The GTV second series is characterized by a different body and a new engine. The snout was shorter than in the first series, the back is more square and the sides are not rounded at the bottom, recalling the skirts of racing cars of that period. This harsher body line was not warmly welcomed by the public, who still preferred the curved lines of the first series. It was decided to use a longer snout and rectangular headlights to try to get closer to the original style of the GTV. This rebodied "-033" was named "-033.S". The car was powered by a water-cooled 1186 cc 4-cylinder boxer Alfa Romeo engine replacing the older air-cooled Volkswagen engine. With its higher power output it gave the car more brilliant performances . The second series remained in production until 1991 when the third series was launched.
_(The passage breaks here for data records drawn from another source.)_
PR #131, opened 2025-02-13
Add garden size estimate distribution

crispy-wonton:
---

# Description

Add new garden size estimate distribution plot to `20250106_evaluate_garden_size_estimates.py` notebook. Also update the plot colours to use Nesta colours

# Instructions for Reviewer

Run the following line in terminal to generate the notebook:
`jupytext --to notebook asf_heat_pump_suitability/analysis/garden_size_estimates/20250106_evaluate_garden_size_estimates.py`

Then you can run the notebook as usual.

**I advise to skip the cell starting with the note "# We load the interim garden size files again and deduplicate them". Instead load the results of this processing directly from S3 with the cell below it. It is much faster.**

The dataset that is used to generate the plot. My intention here is to show the distribution of estimated garden sizes without double counting. E.g. each garden (including shared gardens) should only be counted once in the histogram. And they should be counted as the full garden size, not divided evenly among properties as the rest of the analysis uses.

# Checklist:

- [ ] I have tested the code

### DIFF
--- a/asf_heat_pump_suitability/analysis/garden_size_estimates/20250106_evaluate_garden_size_estimates.py
+++ b/asf_heat_pump_suitability/analysis/garden_size_estimates/20250106_evaluate_garden_size_estimates.py
@@ -3,6 +3,7 @@ import polars as pl
 import numpy as np
 import logging
 import matplotlib.pyplot as plt
+import matplotlib.ticker as ticker
 from datetime import datetime
 from sklearn import metrics
 from asf_heat_pump_suitability.getters import base_getters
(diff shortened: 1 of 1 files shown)


asf_heat_pump_suitability/analysis/garden_size_estimates/20250106_evaluate_garden_size_estimates.py
```diff
@@ -83,13 +88,51 @@
     uprn_count, how="left", on="NATIONALCADASTRALREFERENCE"
 ).join(cadastral_garden_size, how="left", on="NATIONALCADASTRALREFERENCE")
 
+# %%
+# Look at garden size estimate distribution
+plot_df = gardens_df.unique(subset="NATIONALCADASTRALREFERENCE")
```
crispy-wonton, line 93: This is `polars` method of deduplication.

lizgzil (approved):
All looks good to me!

=== Puma Boxer 90 (1991) ===
By now the sinuous lines of the original GTV are gone and the complex cockpit opening system with them, replaced by two gull-wing doors, a still unusual solution. The body was still aggressive and the interiors were more cared. This more complex building technique forced many buyers to choose it already assembled, rather than assembling it by themselves. It was equipped with a 1490 cc Alfa Romeo boxer engine, so performances were increased.

== Out of business ==
Built as a prototype in 1993, Puma 248 was to be the Puma Boxer 90 heir. This car had a new frame design and leather interior improvement. The history of Puma ends here, because in the same year a fire destroyed the plant and also the prototype. Adriano Gatto decided not to resume the activity because Italian law became more restrictive towards kit cars, effectively blocking the activity of small manufacturers who could not afford the huge cost required for the homologation procedures of their models. After this, the aficionados gathered in various clubs. In Italy, Puma Club Italy and Puma Club Monza are two of the larger clubs.